Existing work. Although the domain has not been around for very long (initial Master’s thesis by Naddaf (2010), full framework with benchmarks by Bellemare et al. (2013)) , there is already a large amount of work being done with it. The initial works used SARSA(λ)agents based of simple features of the screen. Even these feature spaces were quite large, with the BASS feature set coming to over 2 million features. Since then there has been work on sketch- based linear value function approximation by Bellemare et al. (2012), factored models for observation spaces in Bellemare et al. (2013), deep reinforcement learning using convolutional neural nets to approximate the Q-value (DQN) by Mnih et al. (2013, 2015) and most recently an algorithm by Veness et al. (2014) for policy evaluation via constructing a consistent estimator for the Q-value function using existing (probability) density models. The last two algorithms out of the Google-owned AI research lab Deep Mind have results that convincingly surpass humans on several games.
Implementation. The ALE consists of an interface to Stella an open-source Atari 2600 emulator. Game states can be easily saved, resulting in an easy way to provide generative models of the games. ALE therefore allows the testing of planning as well as reinforcement learning. Several measures of performance are also indicated in the paper as a way to compare algorithms across domains in the ALE.
The Java/C++ source code provided makes it easy to integrate an agent into the framework. There code used to generate the features (BASS, DISCO, etc) written in Java has also been made available online. The environment also provides the RAM state of the game, which is a Markovian state. However, using the screen frames alone can be non-Markovian depending on the game. As pointed out in Naddaf (2010) the agent cannot tell if a laser beam is moving towards it or away from it (fired by it) without looking at the previous frame.
3.3.5.2 Partially Observable PACMAN (POCMAN)
Pocman is a modified ATARI game domain first proposed by Veness et al. (2011) in order to evaluate MC-AIXI-CTW. It consists of an abstraction of the PACMAN domain to an ASCII
format. The agent starts in the center of a standard Pacman map (17x17), see Figure 5.7a. At every time step it receives a bit sequence containing the following bits. 4 bits to code whether there is a wall in an adjacent square, 4 bits to code whether there is food in an adjacent square, 4 bits to check if there is a ghost in anydirection, 3 bits to “smell” food within 2, 3 and 4 squares and 1 bit that is active when the agent has swallowed a power up pill. It receives a -1 reward every time it makes a valid move. If it attempts to move into a wall it receives -10. Eating a food pellet gains 10 and eating all the food on the map gains 100. Eating a ghost resets the ghost to the center of the map.
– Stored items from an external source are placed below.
PR #85532, opened 2023-11-30
Apply some low-hanging fruit optimizations to Vulkan RD

RandomShaper:
Multiple commits:

1. **Remove redundant explicit clears in the Vulkan RD**

`VK_ATTACHMENT_LOAD_OP_CLEAR`, used in the Vulkan renderer, already specifies that the render target (full or the specified region) will be cleared by the driver. There's no need for adding extra commands for clearing.

**UPDATE:** It turned out only a subset of those cases could be avoided; namely, only if both color and depth are to be rendered to a region that will be cleared. So, the improvement is not as profound as initially expected, but it can still save a few manual clears in cases like shadow mapping.

2. **Remove superfluous locking in RID owners in Vulkan RD**

The `RenderingDevice` API is fully thread-safe, in the lock-per-function fashion, so there's no need for the RID owners to be thread-safe. This change avoids a lot of spinlocks.

---

This PR would ideally be merged soon in 4.3, since it will not be very long-lived there, as the new `RenderingDeviceDriver` model will **UPDATE:** already contain the fixes ~change it all (spoiler: it will restore the explicit clearing of buffers, but will only do as an assistance to driver implementations, if the driver is flagged as needing the manual clear)~.

The most important thing of this PR is its cherry-picking into 4.2 (and older?), as it can't but improve performance.


akien-mga:
4.0 is practically EOL, I would not cherry-pick enhancements there, only absolutely critical bugfixes.

RandomShaper:
@sakrel, thank you very much for bug reporting. It turns out there were fewer cases that could be optimized reliably. I've updated the code and the PR description.

BastiaanOlij (approved):
Cool, I wanted the constrain to region in there for awhile, especially the way we update shadow maps on mobile it should make a difference once we finish off the cascaded split logic.

BastiaanOlij:
> This patch appears to fix the issue, but the code mentions to "always fully operate on the whole framebuffer", so I'm not sure if this patch breaks anything else or kills perf:

I don't know about 2D, but in 3D there are definitely assumptions in the way shadows are updated that the region is cleared as a whole, but seeing the new functionality here is governed by `p_constrained_to_region` most places should still use the old approach.

From what I understood from Reduz, this behaves better on desktop GPUs, from what I've understood about mobile, constraining to regions works better **especially** if we ensure that we respect tile boundaries in our atlasses.

So I wager we need to do follow up PRs to make the most out of these changes. I have a bunch of old shadow PRs that really need to be revisited and polished up.

YuriSizov:
Thanks!

YuriSizov:
Cherry-picked for 4.2.2.

YuriSizov:
Cherry-picked for 4.1.4.

PR #85544, opened 2023-11-30
Add show_error param to script reload

samsface:
A pr to resolve the issues in this proposal: https://github.com/godotengine/godot-proposals/issues/8548.

We're adding an extra optional param to the `GDScript.reload()` function. 
Now we can pass (like the Expression class) a param `show_error:bool`.

This is useful for parsing scripts in game or in editor tools were we don't want the error output in the console or the debugger to trigger if a script fails to parse.

### DIFF
--- a/core/object/script_language.cpp
+++ b/core/object/script_language.cpp
@@ -134,7 +134,7 @@ void Script::_bind_methods() {
 	ClassDB::bind_method(D_METHOD("has_source_code"), &Script::has_source_code);
 	ClassDB::bind_method(D_METHOD("get_source_code"), &Script::get_source_code);
 	ClassDB::bind_method(D_METHOD("set_source_code", "source"), &Script::set_source_code);
-	ClassDB::bind_method(D_METHOD("reload", "keep_state"), &Script::reload, DEFVAL(false));
+	ClassDB::bind_method(D_METHOD("reload", "keep_state", "show_error"), &Script::reload, DEFVAL(false), DEFVAL(true));
 	ClassDB::bind_method(D_METHOD("get_base_script"), &Script::get_base_script);
 	ClassDB::bind_method(D_METHOD("get_instance_base_type"), &Script::get_instance_base_type);
 
--- a/core/object/script_language.h
+++ b/core/object/script_language.h
@@ -138,7 +138,7 @@ public:
 	virtual bool has_source_code() const = 0;
 	virtual String get_source_code() const = 0;
 	virtual void set_source_code(const String &p_code) = 0;
-	virtual Error reload(bool p_keep_state = false) = 0;
+	virtual Error reload(bool p_keep_state = false, bool p_show_error = true) = 0;
 
 #ifdef TOOLS_ENABLED
 	virtual Vector<DocData::ClassDoc> get_documentation() const = 0;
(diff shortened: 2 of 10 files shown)


passivestar:
Hey, seems like I still get the error:

image

Screenshot 2023-11-30 at 20 04 24

```gdscript
static func execute_expression_as_script(expression_string : String) -> void:
	var script := GDScript.new()

	var template = """
@tool
extends EditorScript

static func run():
	_RETURN__CODE_
"""

	var code = template.replace("_CODE_", expression_string)
	var code_with_return = code.replace("_RETURN_", "return ")
	var code_without_return = code.replace("_RETURN_", "")

	# Try with return first
	script.source_code = code_with_return
	var error := script.reload(false, false)
	if error != OK:
		print("Parsing with return failed")
		# If it fails, try without return
		script.source_code = code_without_return
		var error_no_return := script.reload(false, false)
		if error_no_return != OK:
			print("Parsing failed")
			return
	
	var result = script.run()
	print(result)
```

passivestar:
from the error message looks like its at the compilation step from here:
https://github.com/godotengine/godot/pull/85544/files#diff-2d47041c61b0e94d891650482b0cf9398f22729abdc811f94c2b7da902ed392fR780

samsface:
> from the error message looks like its at the compilation step from here: https://github.com/godotengine/godot/pull/85544/files#diff-2d47041c61b0e94d891650482b0cf9398f22729abdc811f94c2b7da902ed392fR780

Ah. I was only checking when parsing. Will wrap the analyzer and compiler parts too.

passivestar:
Checked the updated build, works as expected in my case 🎉

@samsface Thanks 🙏

samsface:
> Checked the updated build, works as expected in my case 🎉
> 
> @samsface Thanks 🙏

Btw, I discovered there's a property on the Engine class called  "Engine.print_error_messages = false". This stops the red text being printed out.
I think combined with a flag to suppress the debugger in the same way might be a better solution.

passivestar:
> I think combined with a flag to suppress the debugger

You mean something like this ?
```gdscript
Engine.print_error_messages = false
Engine.debugger_stop_on_errors = false
script.run()
Engine.print_error_messages = true
Engine.debugger_stop_on_errors = true
```

This would be nice to have too, yeah

samsface:
> > I think combined with a flag to suppress the debugger
> 
> You mean something like this ?
> 
> ```gdscript
> Engine.print_error_messages = false
> Engine.debugger_stop_on_errors = false
> script.run()
> Engine.print_error_messages = true
> Engine.debugger_stop_on_errors = true
> ```
> 
> This would be nice to have too, yeah
> 
> Edit: although then you'd need an api to get the text of error messages from those scripts, like in Expressions. Because you still want to know if something went wrong, you just don't want the debugger to deal with it

Exactly that. I think the deep issue is the debugger breaking should be configurable by code somehow.

Yeah I think this PR needs an ability to get last error message too if goes forward.

CsloudX:
Need this feature, can be merged 4.4?

AThousandShips:
@CsloudX Please don't bump without contributing significant new information. Use the :+1: reaction button on the first post instead.

AThousandShips:
For CI to pass you will need to register compatibility methods, see [here](https://docs.godotengine.org/en/latest/contributing/development/handling_compatibility_breakages.html)

CsloudX:
@Calinou Sorry for this and thank you response.
for me, i need 2 features:
1. don't break in editor.
2. can get is ok for custom gds.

The domain can either be treated episodically or non-episodically.
Existing work. Pocman has been used in the general RL community to evaluate various algorithms, including CTMRL (Nguyen et al., 2012) in the FRL line of work and CPSR (Hamilton et al., 2014) in the PSR line of work (they also consider a modified version, S-Pocman to add long- term dependencies to the environment). Silver and Veness (2010) develop a POMDP version of the simulation-based planning algorithm UCT called PO-UCT that performs extremely well on the domain, but requires access to a POCMAN emulator.
Popularity.Outside of the general RL community POCMAN is relatively unknown. However, the game it is based on (MS-PACMAN) is very famous and has been implemented on many platforms including, most recently, a playable Google doodle.